(Saved data entries)
★ ★ ★ ★
PR #732, opened 2021-12-14
Indent SQL

mgirlich:
This replace the old PR for indentation. This way the commit history is much cleaner and it was a bit easier to compare the snapshots locally.

The SQL parts after `SELECT`, `GROUP BY`, ... are on the same line if it is only a single part or the total number of characters on the line is at most 80. Otherwise each SQL part is put on its own line with an indentation of two spaces.

## Select query
``` r
tbl_lazy(mtcars) %>% 
  mutate(mpg = mpg + 1,
         mpg = mpg - 1) %>% 
  filter(
    mpg > 1,
    cyl == 6
  ) %>% 
  group_by(mpg, cyl) %>% 
  summarise(mpg = mean(mpg, na.rm = TRUE))
```

before
```sql
SELECT `mpg`, `cyl`, AVG(`mpg`) AS `mpg`
FROM (SELECT `mpg` - 1.0 AS `mpg`, `cyl`, `disp`, `hp`, `drat`, `wt`, `qsec`, `vs`, `am`, `gear`, `carb`
FROM (SELECT `mpg` + 1.0 AS `mpg`, `cyl`, `disp`, `hp`, `drat`, `wt`, `qsec`, `vs`, `am`, `gear`, `carb`
FROM `df`) `q01`) `q02`
WHERE ((`mpg` > 1.0) AND (`cyl` = 6.0))
GROUP BY `mpg`, `cyl`
```

after
```sql
SELECT `mpg`, `cyl`, AVG(`mpg`) AS `mpg`
FROM (
  SELECT
    `mpg` - 1.0 AS `mpg`,
    `cyl`,
    `disp`,
    `hp`,
    `drat`,
    `wt`,
    `qsec`,
    `vs`,
    `am`,
    `gear`,
    `carb`
  FROM (
    SELECT
      `mpg` + 1.0 AS `mpg`,
      `cyl`,
      `disp`,
      `hp`,
      `drat`,
      `wt`,
      `qsec`,
      `vs`,
      `am`,
      `gear`,
      `carb`
    FROM `df`
  ) `q01`
) `q02`
WHERE (`mpg` > 1.0) AND (`cyl` = 6.0)
GROUP BY `mpg`, `cyl`
```

## Union Query
```r
union(
  union(
    tbl_lazy(mtcars) %>% 
      select(mpg, cyl),
    tbl_lazy(mtcars) %>% 
      select(mpg, cyl)
  ),
  tbl_lazy(mtcars) %>% 
    filter(mpg > 1) %>% 
    transmute(mpg = mpg + 1, cyl)
)
```

before

```sql
((SELECT `mpg`, `cyl`
FROM `df`)
UNION
(SELECT `mpg`, `cyl`
FROM `df`))
UNION
(SELECT `mpg` + 1.0 AS `mpg`, `cyl`
FROM `df`
WHERE (`mpg` > 1.0))
```

after

```sql
(
  (
    SELECT `mpg`, `cyl`
    FROM `df`
  )
  UNION
  (
    SELECT `mpg`, `cyl`
    FROM `df`
  )
)
UNION
(
  SELECT `mpg` + 1.0 AS `mpg`, `cyl`
  FROM `df`
  WHERE (`mpg` > 1.0)
)
```


tests/testthat/_snaps/backend-mssql.md
```diff
@@ -96,22 +96,24 @@
...
-      sql_query_select(simulate_mssql(), "x", "y", order_by = "z", subquery = TRUE)
+      sql_query_select(simulate_mssql(), ident("x"), ident("y"), order_by = "z",
+      subquery = TRUE)
     Warning <warning>
       ORDER BY is ignored in subqueries without LIMIT
       i Do you need to move arrange() later in the pipeline or use window_order() instead?
     Output
-      <SQL> SELECT 'x'
-      FROM 'y'
+      <SQL> SELECT `x`
```
mgirlich, line 105: The test passed character "x" and "y" (which does not really make sense) instead of `ident("x")` and `ident("y")`

R/backend-sqlite.R
```diff
@@ -43,11 +43,12 @@ sql_query_explain.SQLiteConnection <- function(con, sql, ...) {
...
 
 #' @export
-sql_query_set_op.SQLiteConnection <- function(con, x, y, method, ..., all = FALSE) {
+sql_query_set_op.SQLiteConnection <- function(con, x, y, method, ..., all = FALSE, lvl = 0) {
   # SQLite does not allow parentheses
+  method <- paste0(method, if (all) " ALL")
   build_sql(
     x,
-    "\n", sql(method), if (all) sql(" ALL"), "\n",
+    "\n", indent_lvl(sql_kw(method), lvl = lvl), "\n",
```
mgirlich, line 51: `sql_kw()` is not really necessary but it might useful to wrap SQL keywords in a method, e.g. for coloured output.
Currently, this is not yet consistent in this PR so depending on what you think I either remove `sql_kw()` or wrap things consistently with `sql_kw()`

R/db-sql.R
```diff
@@ -219,15 +231,16 @@ sql_query_select.DBIConnection <- function(con, select, from, where = NULL,
                                limit = NULL,
                                distinct = FALSE,
                                ...,
-                               subquery = FALSE) {
+                               subquery = FALSE,
+                               lvl = 0) {
```
mgirlich, line 235: It might be nicer to apply apply the level indent in `sql_select_clauses()`. Consequences:

* no need to pass `lvl` to `sql_clause_*()`
* `sql_clause_*()` would need to return a character vector instead of a string
* `sql_select_clauses()` would need to get a `lvl` argument

tests/testthat/_snaps/query-semi-join.md
```diff
@@ -24,7 +24,7 @@
       SELECT * FROM `df` AS `LHS`
       WHERE EXISTS (
         SELECT 1 FROM `df` AS `RHS`
-        WHERE (`LHS`.`x` = `RHS`.`x` AND `LHS`.`y` = `RHS`.`y`)
+        WHERE (`LHS`.`x` = `RHS`.`x`) AND (`LHS`.`y` = `RHS`.`y`)
```
mgirlich, line 27: The new parantheses are because `sql_query_semi_join.DBIConnection()` now uses `sql_clause_where()` instead of directly using `WHERE` in its `build_sql()` clause.

tests/testthat/_snaps/verb-fill.md
```diff
@@ -5,16 +5,25 @@
...
       <SQL>
       SELECT `id`, `group`, MAX(`n1`) OVER (PARTITION BY `..dbplyr_partion_1`) AS `n1`
-      FROM (SELECT `id`, `group`, `n1`, SUM(CASE WHEN (((`n1`) IS NULL)) THEN (0) WHEN NOT(((`n1`) IS NULL)) THEN (1) END) OVER (ORDER BY -`id` ROWS UNBOUNDED PRECEDING) AS `..dbplyr_partion_1`
-      FROM `df`)
+      FROM (
+        SELECT
+          `id`,
+          `group`,
+          `n1`,
+          SUM(CASE WHEN (((`n1`) IS NULL)) THEN (0) WHEN NOT(((`n1`) IS NULL)) THEN (1) END) OVER (ORDER BY -`id` ROWS UNBOUNDED PRECEDING) AS `..dbplyr_partion_1`
```
mgirlich, line 13: This looks even worse now 😬

hadley:
The example makes me wonder if it's worth figuring out how to use `*`, when we're selecting all the variables.

mgirlich:
I actually implemented using `*` to select all variables when working on the lazy render pipeline #728. It's definitely nice to have in some cases.

R/query-set-op.R
```diff
@@ -24,16 +24,18 @@ print.set_op_query <- function(x, ...) {
 }
 
 #' @export
-sql_render.set_op_query <- function(query, con = NULL, ..., subquery = FALSE) {
-  from_x <- sql_render(query$x, con, ..., subquery = FALSE)
-  from_y <- sql_render(query$y, con, ..., subquery = FALSE)
+sql_render.set_op_query <- function(query, con = NULL, ..., subquery = FALSE, lvl = 0) {
+  # TODO improve this hack a little
+  sub_lvl <- lvl + !inherits(con, "SQLiteConnection")
```
mgirlich, line 29: This is necessary because `sql_query_set_op.DBIConnection()` wraps the queries in parantheses whereas `sql_query_set_op.SQLiteConnection()` does not.

R/sql-clause.R
```diff
@@ -15,79 +16,124 @@ sql_select_clauses <- function(con,
...
 
-  build_sql(
-    "SELECT ",
-    if (distinct) sql("DISTINCT "),
-    if (!is.null(top)) build_sql("TOP ", as.integer(top), " ", con = con),
-    escape(select, collapse = ", ", con = con),
+  clause <- build_sql(
+    sql_kw("SELECT"),
+    if (distinct) sql_kw(" DISTINCT"),
+    if (!is.null(top)) build_sql(sql_kw(" TOP "), as.integer(top), con = con),
```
★ ★ ★ ★
■ **What you need to do**
Copy the lines above that hold the word "indentation".

■ **Answer to the problem**
This replace the old PR for indentation. This way the commit history is much cleaner and it was a bit easier to compare the snapshots locally.
The SQL parts after `SELECT`, `GROUP BY`, ... are on the same line if it is only a single part or the total number of characters on the line is at most 80. Otherwise each SQL part is put on its own line with an indentation of two spaces.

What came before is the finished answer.